# Cypher



## mac1 (Apr 17, 2004)

Taken from the Cypher thread in Movies and TV and slightly edited.

 Cypher is one of the most well written Science Fiction films I have seen in a very long time. It was a nice change to see that films with complex well thought out plots are not entirely dead. What was also nice was the fact that though the film was apparently made on a shoestring budget, it is in no way apparent at any point, in fact the contrary is true, it was stylish and crisp with stunning mise en scene and good shot composition throughout, but you would expect that from Cube director Vincenzi Natali. Without giving away too many spoliers, the film is centered around the character of Morgan Sullivan (played by Jeremy Northam), an unemployed accountant living in the slums with a wife he doesn't love. Seeking a way out, he joins a sinister organisation named Digicorp and becomes a spy. He quickly discovers that Digicorp are brainwashing him to try and turn him into a completely new person, the reason for which he has no idea.
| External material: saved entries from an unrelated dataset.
PR #891, opened 2024-06-26
ensure that the backup types match when doing incremental backups

evgeni:


evgeni:
```
# foreman-maintain backup offline --incremental /var/off-size/katello-backup-2024-06-26-10-03-42/ /var/lol
Starting backup: 2024-06-26 10:32:22 +0000
Make sure Foreman DB is up: 
Make sure Candlepin DB is up: 
- Checking connection to the Candlepin DB                             [OK]      
Make sure Pulpcore DB is up: 
\ Checking connection to the Pulpcore DB                              [OK]      


Running Backup
Check if the incremental backup has the right type:                   [FAIL]
The existing backup has PostgreSQL as a tarball, but the new one will have a dump.
Scenario [Backup] failed.

  [backup-incremental-parent-type]

--whitelist="backup-incremental-parent-type"



Running Failed backup cleanup
Start applicable services: 

redis, postgresql, pulpcore-api, pulpcore-content, pulpcore-worker@1.service, pulpcore-worker@2.service, tomcat, dynflow-sidekiq@orchestrator, foreman, httpd, dynflow-sidekiq@worker-1, dynflow-sidekiq@worker-hosts-queue-1, foreman-proxy
- All services started                                                [OK]      
Clean up backup directory:                                            [OK]

Done with backup: 2024-06-26 10:32:23 +0000
Backup didn't finish. Incomplete backup was removed.
```

Gotta find out how to move that check to "prep"

definitions/checks/backup/incremental_parent_type.rb
```diff
@@ -0,0 +1,31 @@
...
+      param :sql_tar, 'Will backup include PostgreSQL tarball', :flag => true, :default => false
+      manual_detection
+    end
+
+    def run
+      return unless @incremental_dir
+
+      backup = ForemanMaintain::Utils::Backup.new(@incremental_dir)
+
+      existing_type = backup.online_backup? ? 'online' : 'offline'
```
ehelms, line 17: How much are the words online and offline used in the code? This feels like a spot that could be prone to typos and failures - consider defining a constant somewhere that can be used.

definitions/checks/backup/incremental_parent_type.rb
```diff
@@ -0,0 +1,31 @@
...
+      new_type = @online_backup ? 'online' : 'offline'
+      msg = "The existing backup is an #{existing_type} one, but an #{new_type} one was requested."
```
ehelms, line 19:
```suggestion
      msg = "The existing backup is an #{existing_type} backup, but an #{new_type} backup was requested."
```

definitions/scenarios/backup.rb
```diff
@@ -14,6 +14,14 @@ class Backup < ForemanMaintain::Scenario
       param :proxy_features, 'List of proxy features to backup (default: all)', :array => true
       param :skip_pulp_content, 'Skip Pulp content during backup'
       param :tar_volume_size, 'Size of tar volume (indicates splitting)'
+
+      preparation_steps do
+        Checks::Backup::IncrementalParentType.new(
```
ehelms, line 19: Could this just be the first step in the compose method?

definitions/checks/backup/incremental_parent_type.rb
evgeni: three times "backup" in one sentence?

definitions/scenarios/backup.rb
evgeni: that's what I had before (and the current one doesn't work anyway), but it feels odd that it shows "preparation steps", those succeed, then it foes "now doing backup" and the first step fails the sanity check

definitions/checks/backup/incremental_parent_type.rb
evgeni: In which code? this check? or all of FM?

ehelms: I was thinking about the latter.

definitions/checks/backup/incremental_parent_type.rb
ehelms: Just don't say it in front of a mirror. Better to be explicit?

evgeni:
@ehelms ready!

definitions/checks/backup/incremental_parent_type.rb
```diff
@@ -0,0 +1,36 @@
+module Checks::Backup
+  class IncrementalParentType < ForemanMaintain::Check
+    metadata do
+      description 'Check if the incremental backup has the right type'
+      tags :backup
+      param :incremental_dir, 'Path to existing backup directory'
+      param :online_backup, 'Select for online backup', :flag => true, :default => false
```
ehelms, line 7: Is the supposition that if this is not set, it defaults to offline backup?

definitions/checks/backup/incremental_parent_type.rb
```diff
@@ -0,0 +1,36 @@
...
+      param :sql_tar, 'Will backup include PostgreSQL tarball', :flag => true, :default => false
+      manual_detection
+    end
+
+    def run
+      return unless @incremental_dir
```
ehelms, line 13: This parameter is required right? So can this ever be true?

ehelms (approved):

definitions/checks/backup/incremental_parent_type.rb
evgeni: Yes

definitions/checks/backup/incremental_parent_type.rb
evgeni: This parameter can be `nil` (as in: set to `nil` by the caller) when we're creating a non-incremental (=base) backup

PR #895, opened 2024-06-27
Drop RPM changelog procedure

ehelms:


ianballou (approved):
Confirmed with the Pulp team that this is no longer needed. It's no longer used anywhere else in foreman-maintain. ACK.

PR #898, opened 2024-07-04
Auto-detect if colors are supported

ekohl:
Not all output supports colors. For example, cron doesn't. This copies the autodetection from Kafo to disable colors if needed.

Currently untested. I'd also like to ask others for input: do we want (like the installer) `--[no-]color` flags? Should it have a config option?

### DIFF
--- a/lib/foreman_maintain/config.rb
+++ b/lib/foreman_maintain/config.rb
@@ -25,6 +25,11 @@ module ForemanMaintain
       @foreman_port = @options.fetch(:foreman_port, 443)
     end
 
+    def use_color?
+      ENV['TERM'] && ENV.fetch('NO_COLOR', '') == '' && \
+        system('command -v tput', out: File.open('/dev/null')) && `tput colors`.to_i > 0
+    end
+
     private
 
     def load_log_configs
--- a/test/lib/cli/health_command_test.rb
+++ b/test/lib/cli/health_command_test.rb
@@ -40,10 +40,10 @@ module ForemanMaintain
           [dummy-check-fail-skipwhitelist] Check that ends up with fail
           [dummy-check-success] Check that ends up with success
           [dummy-check-warn] Check that ends up with warning
-          [external-service-is-accessible] External_service_is_accessible         [pre-upgrade-check]
-          [present-service-is-running] Present service run check                  [default]
-          [service-is-stopped] Service not running check                          [default]
-          [upgrade-post-upgrade-check] Procedures::Upgrade::PostUpgradeCheck      [post-upgrade-checks]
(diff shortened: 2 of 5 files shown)


lib/foreman_maintain/config.rb
```diff
@@ -25,6 +25,11 @@ def initialize(options)
       @foreman_port = @options.fetch(:foreman_port, 443)
     end
 
+    def use_color?
+      # TODO: read config option?
+      ::ENV['TERM'] && !`which tput 2> /dev/null`.empty? && `tput colors`.to_i > 0
```
evgeni, line 30: `command -v` instead of `which` please

evgeni:
I think having a cli option is nice (but not a must-have), and I don't think a config option is necessary.

lib/foreman_maintain/config.rb
ekohl: Then we should update kafo too because I copied it from there

evgeni: Quite possibly, yeah.

ekohl: Now that I'm not on mobile I can easily find it: https://github.com/theforeman/kafo/blob/1e0258a8cc643b2bbef06eb0935d6ddf7681b87b/lib/kafo/color_scheme.rb#L6-L8

evgeni:
What do you think about adding support for https://no-color.org/ too?

ekohl:
I think that's good and slightly prefer that over implementing a CLI option (probably because I'm lazy).

evgeni:
untested, but LGTM :)

test/lib/cli/health_command_test.rb
```diff
@@ -40,10 +40,10 @@ module ForemanMaintain
...
           [dummy-check-success] Check that ends up with success
           [dummy-check-warn] Check that ends up with warning
-          [external-service-is-accessible] External_service_is_accessible         [pre-upgrade-check]
-          [present-service-is-running] Present service run check                  [default]
-          [service-is-stopped] Service not running check                          [default]
-          [upgrade-post-upgrade-check] Procedures::Upgrade::PostUpgradeCheck      [post-upgrade-checks]
+          [external-service-is-accessible] External_service_is_accessible                  [pre-upgrade-check]
+          [present-service-is-running] Present service run check                           [default]
+          [service-is-stopped] Service not running check                                   [default]
+          [upgrade-post-upgrade-check] Procedures::Upgrade::PostUpgradeCheck               [post-upgrade-checks]
```
ekohl, line 46: This was needed. Probably because it now no longer generates color codes and the alignment has changed. That tells me the `NO_COLOR` bit works.

PR #1153, opened 2024-08-29
Works performance and bug fix for live search

darrell-k:
Performance:
1. Don't include Group_Concat function in the count SQLs - very wasteful.
2. Recreate tracksWorkIndex as it appears to be damaged (fix confirmed by me and reporting user)

Bug Fix
1. worksQuery requires work parameter for live search.

### DIFF
--- a/Slim/Control/Queries.pm
+++ b/Slim/Control/Queries.pm
@@ -4648,6 +4648,7 @@ sub worksQuery {
 	my $roleID        = $request->getParam('role_id');
 	my $genreID       = $request->getParam('genre_id');
 	my $year          = $request->getParam('year');
+	my $workID        = $request->getParam('work_id');
 
 	# get them all by default
 	my $where = {};
@@ -4697,6 +4698,11 @@ sub worksQuery {
 		}
 	}
 
+	if ( defined $workID ) {
+		push @{$w}, "works.id = ?";
+		push @{$p}, $workID;
+	}
+
 	if ( defined $year ) {
 		push @{$w}, "tracks.year = ?";
 		push @{$p}, $year;
@@ -4734,24 +4740,35 @@ sub worksQuery {
 		$sql .= ' ';
 	}
 
-	$sql .= " GROUP BY $groupBy ";
-
 	my $dbh = Slim::Schema->dbh;
 
 	# Get count of unique composers, the count is cached until the next rescan done event
-	my $cacheKey = md5_hex($sql . join( '', @{$p} ) . 'composerCount' . Slim::Music::VirtualLibraries->getLibraryIdForClient($client));
+	my $ccSql = sprintf($sql, "COUNT(DISTINCT composer.id)");
+	my $cacheKey = md5_hex($ccSql . join( '', @{$p} ) . Slim::Music::VirtualLibraries->getLibraryIdForClient($client));
 
 	my $composerCount = $cache->{$cacheKey};
 	if ( !$composerCount ) {
-		my $ccSql = sprintf($sql, "composer.id AS cid");
-		my $total_sth = $dbh->prepare_cached( qq{
-			SELECT COUNT(DISTINCT cid)  FROM ( $ccSql ) AS t1
-		} );
+		my $total_sth = $dbh->prepare_cached($ccSql);
 
 		$total_sth->execute( @{$p} );
 		($composerCount) = $total_sth->fetchrow_array();
 		$total_sth->finish;
 	}
+
+	# Get count of all results, the count is cached until the next rescan done event
+	my $cSql = sprintf($sql, "COUNT(DISTINCT works.id||composer.id)");
+	my $cacheKey = md5_hex($cSql . join( '', @{$p} ) . Slim::Music::VirtualLibraries->getLibraryIdForClient($client));
+
+	my $count = $cache->{$cacheKey};
+	if ( !$count ) {
+		my $total_sth = $dbh->prepare_cached($cSql);
+
+		$total_sth->execute( @{$p} );
+		($count) = $total_sth->fetchrow_array();
+		$total_sth->finish;
+	}
+
+	$sql .= " GROUP BY $groupBy ";
 
 	my $order_by = "ORDER BY composer.namesort, works.titlesort";
 
@@ -4767,20 +4784,6 @@ sub worksQuery {
 	}
 
 	$sql = sprintf($sql, $columns);
-
-	# Get count of all results, the count is cached until the next rescan done event
-	my $cacheKey = md5_hex($sql . join( '', @{$p} ) . Slim::Music::VirtualLibraries->getLibraryIdForClient($client));
-
-	my $count = $cache->{$cacheKey};
-	if ( !$count ) {
-		my $total_sth = $dbh->prepare_cached( qq{
-			SELECT COUNT(1) FROM ( $sql ) AS t1
-		} );
-
-		$total_sth->execute( @{$p} );
-		($count) = $total_sth->fetchrow_array();
-		$total_sth->finish;
-	}
 
 	$sql .= $order_by;
 
--- a/Slim/Control/Queries.pm
+++ b/Slim/Control/Queries.pm
@@ -4743,32 +4743,36 @@ sub worksQuery {
 	my $dbh = Slim::Schema->dbh;
 
 	# Get count of unique composers, the count is cached until the next rescan done event
-	my $ccSql = sprintf($sql, "COUNT(DISTINCT composer.id)");
+	my $ccSql = sprintf($sql . " GROUP BY composer.id", "'c'");
 	my $cacheKey = md5_hex($ccSql . join( '', @{$p} ) . Slim::Music::VirtualLibraries->getLibraryIdForClient($client));
 
 	my $composerCount = $cache->{$cacheKey};
 	if ( !$composerCount ) {
-		my $total_sth = $dbh->prepare_cached($ccSql);
+		my $total_sth = $dbh->prepare_cached( qq{
+			SELECT COUNT(1)  FROM ( $ccSql ) AS t1
+		} );
 
 		$total_sth->execute( @{$p} );
 		($composerCount) = $total_sth->fetchrow_array();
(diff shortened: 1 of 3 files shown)


michaelherger (changes requested):
The SQL file additions are basically just triggering a re-index, but won't change anything about the structure or data, would they? The index definition is identical to what it was before. Therefore I believe this is wrong. How would that prevent the index from getting corrupted again? We'll have to figure out why that re-index would be required, or we'll end up piling up instructions to delete and rebuild the same index over and over again.

Slim/Control/Queries.pm
```diff
@@ -4734,25 +4740,36 @@ sub worksQuery {
...
-		} );
+		my $total_sth = $dbh->prepare_cached($ccSql);
 
 		$total_sth->execute( @{$p} );
 		($composerCount) = $total_sth->fetchrow_array();
 		$total_sth->finish;
 	}
 
+	# Get count of all results, the count is cached until the next rescan done event
+	my $cSql = sprintf($sql, "COUNT(DISTINCT works.id||composer.id)");
```
michaelherger: Concatenating IDs wouldn't work reliably: `1` and `21` would result in the same `121` as `12` and `1`.

darrell-k:
> The SQL file additions are basically just triggering a re-index, but won't change anything about the structure or data, would they? The index definition is identical to what it was before. Therefore I believe this is wrong. How would that prevent the index from getting corrupted again? We'll have to figure out why that re-index would be required, or we'll end up piling up instructions to delete and rebuild the same index over and over again.

I can only assume this was caused somehow by ALTER TABLE statements after the index was created. In which case I should also be recreating the other indexes over the tracks table. 

If this assumption is not good enough to justify this change, how should we move forward on this?

Slim/Control/Queries.pm
darrell-k: Good point. I'll amend it.

michaelherger:
The question is: what is the problem you're trying to solve? Is it one user's issue? Or is it a reproducible case? 

We have to know what we're trying to fix in order to fix it. If the corrupted index was the result of database changes, then we have to understand which database change caused it. There is no change to the `work` column. Therefore I doubt any schema change corrupted the index. I simply believe this change doesn't fix anything, but causes re-scans all over the place.

darrell-k:
Using the user's (David's) database, recreating the index resulted in the works query (run directly in sqlitebrowser) completing in about 4 seconds rather than 40 seconds on my laptop. David did the same test, about 500ms rather than 8 seconds. 

I also checked the actual LMS timing by adding messaging to worksquery and saw a performance improvement of the same order.

Finally, trying on my own library (much smaller) on my RPi, recreating the index reduced the query runtime from about 800ms to about 200ms.

David is testing on a Docker image created a few days ago, but would you like me to ask him to delete library.db* and let LMS completely rebuild it before running the test again? 

I could also ask him to share his database with you, if you want to have a look yourself.

michaelherger:
Yes, if you could ask him to re-build from scratch (without your change!), that would be great. And then again with the additional step of deleting/re-building the index.

Keep in mind that these schema changes are only applied when an all new, empty file is being created. They would NOT be applied to an existing database. So you're basically deleting an empty index to replace it with an identical empty index. Only when the scan is started will the data be populated. Therefore I'm not even sure you'd see the effect you've seen by applying this change. If something's wrong in the scanning process, then the same will be true with your change.

darrell-k:
OK, this turned out to be a strange one:

I created a music library based on David's `library.db`, and confirmed that the issue still existed after deleting `library.db*` and doing a full rescan.

After lots of experimentation I found out that the problem is the `ANALYZE;` in `schema_optimize.sql`: Dropping and recreating the index in sqlitebrowser reduces runtime from about 45 seconds to 4 seconds. Then, after running ANALYZE, the runtime increases to 45 seconds again!

There is some note in the Sqlite documentation that in some esoteric cases, ANALYZE can result in a slowdown. I didn't think my Works query was _that_ esoteric!

Anyway, I fixed it by removing unneeded columns from the GROUP BY and, crucially, replacing `works.id` with `tracks.work`. Without this substitution the runtime is still about 45 seconds, with it, it comes back down to 4 seconds.

I would have expected the database engine to spot that `works.id` is the same as `tracks.work`, because it's the specified join for tracks to works. Oh well... (might have something to do with the nulls in tracks.work for non-classical tracks).

I notice we're using a pretty old version of sqlite: any plans to upgrade it for the 9.0 release?

Push incoming...

Slim/Control/Queries.pm
darrell-k: Reverted to GROUP BY for the counts, but just selecting a dummy column value: turns out to be quicker since the previous GROUP BY change for the full query.

Pushes done.

michaelherger:
SQLite version: it's inconsistent. Depending on the OS/Perl version you'd have a more or less recent version. It's mostly busy work to keep them up to date. What platform are you on, and what's the version you're seeing used?

Slim/Control/Queries.pm
```diff
@@ -4648,14 +4648,15 @@ sub worksQuery {
...
+	my $workID        = $request->getParam('work_id');
 
 	# get them all by default
 	my $where = {};
 	my $w   = ["tracks.work IS NOT NULL"];
 	my $p   = [];
 
 	my $columns = "works.title, works.id, composer.name, composer.id, composer.namesort, works.titlesort, GROUP_CONCAT(DISTINCT albums.artwork), GROUP_CONCAT(DISTINCT albums.id)";
-	my $groupBy = "works.title, works.id, composer.name, composer.id, composer.namesort, works.titlesort";
+	my $groupBy = "tracks.work, composer.id";
```
michaelherger: What's the reason you make this a variable? From what I can tell it's only ever used in one place, and never modified.

Slim/Control/Queries.pm
```diff
@@ -4734,25 +4740,40 @@ sub worksQuery {
...
 	}
 
-	$sql .= " GROUP BY $groupBy ";
-
 	my $dbh = Slim::Schema->dbh;
 
 	# Get count of unique composers, the count is cached until the next rescan done event
-	my $cacheKey = md5_hex($sql . join( '', @{$p} ) . 'composerCount' . Slim::Music::VirtualLibraries->getLibraryIdForClient($client));
+	my $ccSql = sprintf($sql . " GROUP BY composer.id", "'c'");
+	my $cacheKey = md5_hex($ccSql . join( '', @{$p} ) . Slim::Music::VirtualLibraries->getLibraryIdForClient($client));
```
michaelherger, line 4748: Hmm... I thought I had commented on this already? Was it in a different PR?

You define `my $cacheKey` twice within the same scope, but never actually populate it. Therefore the check for cached data will always fail.

darrell-k: Surely it's being populated at 4747 (and 4764)?

Agreed it doesn't need `my ` at 4764.

Slim/Control/Queries.pm
darrell-k: Not sure, maybe a previous version did change it but I can't think why. I'll fix.

darrell-k:
> SQLite version: it's inconsistent. Depending on the OS/Perl version you'd have a more or less recent version. It's mostly busy work to keep them up to date. What platform are you on, and what's the version you're seeing used?

Debian Bookworm, on x86_64 and aarch_64. Both are Perl 5.36 and sqlite 3.22 (from 2018).

Slim/Control/Queries.pm
michaelherger: The variable `$cacheKey` is defined, yes. But there's no cache where it's being used. You only read from the cache, but never write to `$cache{$cacheKey}`, do you?

darrell-k: Ah, I see. I copied yearsquery as a basis for worksquery - it's not there either! Looking at other queries, I can see what needs to be done.

michaelherger: Oh my... thanks for the heads up!

darrell-k: Changes pushed.

Slim/Control/Queries.pm
```diff
@@ -4734,24 +4739,48 @@ sub worksQuery {
...
+			SELECT COUNT(1)  FROM ( $ccSql ) AS t1
 		} );
 
 		$total_sth->execute( @{$p} );
 		($composerCount) = $total_sth->fetchrow_array();
 		$total_sth->finish;
 	}
+	if ( !$stillScanning ) {
+		$cache->{$cacheKey} = $composerCount;
+	}
```
michaelherger, line 4762: Please move this inside the condition, as only there we would define a new value. Otherwise you're just storing in the cache what you just read from it.

Slim/Control/Queries.pm
```diff
@@ -4734,24 +4739,48 @@ sub worksQuery {
...
+			SELECT COUNT(1) FROM ( $cSql ) AS t1
+		} );
+
+		$total_sth->execute( @{$p} );
+		($count) = $total_sth->fetchrow_array();
+		$total_sth->finish;
+	}
+	if ( !$stillScanning ) {
+		$cache->{$cacheKey} = $count;
+	}
```
michaelherger, line 4783: same here - thanks!

darrell-k: OK, will do. Do you want me to make the same change in albumsQuery, etc?

michaelherger: Oh my... never mind. I'll merge and do them all. Thanks for the heads up (once again)!

michaelherger (approved):

Slim/Control/Queries.pm
```diff
@@ -4697,6 +4697,11 @@ sub worksQuery {
 		}
 	}
 
+	if ( defined $workID ) {
+		push @{$w}, "works.id = ?";
+		push @{$p}, $workID;
+	}
```
michaelherger, line 4703: Looking into @frank1969b's issues I was wondering whether filter by `tracks.work` wouldn't be more efficient?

Past that I dont want to say to much, but this is definately a film I would strongly recommend. The plot is so complex and changable that a friend of mine descibed it to me as "The Deus Ex of movies", and to be honest I cant really think of a more fitting description than that. A paranoid and intricate science fiction movie with an emphasis on plot over special effects, a real gem.


----------



## Don (Jun 4, 2020)

My favorite part of the movie is the underground silo. Its repression feels very PKDish. I didn't know it was made on a shoestring budget until now. As you more or less note, the movie has high production values regardless.


----------



## Rodders (Jun 4, 2020)

It's been a while since I saw this. Maybe 12 years. (I lent it to a girl I fancied. ) A refreshing movie.


----------